Activity: What is needed is every line of the material that contains "Slice".

Records supplied:
PR #10510, opened 2026-08-21
Slice 611704: With Autoincrement Tax Transaction Value ID field changed to BigInteger to prevent IDENTITY exhaustion

v-ajaztabrez:
[AB#611704](https://dynamicssmb2.visualstudio.com/1fcb79e7-ab07-432a-a3c6-6cf5a88ba4a5/_workitems/edit/611704)
[Slice 611704](https://dynamicssmb2.visualstudio.com/Dynamics%20SMB/_workitems/edit/611704): [Repair Item][IN] Change "Tax Transaction Value".ID to be BigInteger

**Issue:**
The primary key field ID of table Tax Transaction Value (20261) was Integer with AutoIncrement. On a production environment (IN localization, ~525 GB database) the SQL IDENTITY sequence exceeded the integer limit (2,147,483,647), causing the error: "Arithmetic overflow error converting IDENTITY to data type int." The actual row count (~285M) was well below the limit, but Posting Preview and failed/rolled-back transactions kept consuming AutoIncrement IDs without committing rows, exhausting the sequence far beyond the actual data.

**Cause:**
SQL Server IDENTITY (AutoIncrement) is non-transactional — every insert attempt permanently increments the counter, even when the transaction is rolled back (Posting Preview, validation errors). Heavy use of Posting Preview consumed the integer range over time. The Integer type has a maximum of only 2,147,483,647.

**Solution:**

Response to the task:
Slice 611704: With Autoincrement Tax Transaction Value ID field changed to BigInteger to prevent IDENTITY exhaustion
[Slice 611704](https://dynamicssmb2.visualstudio.com/Dynamics%20SMB/_workitems/edit/611704): [Repair Item][IN] Change "Tax Transaction Value".ID to be BigInteger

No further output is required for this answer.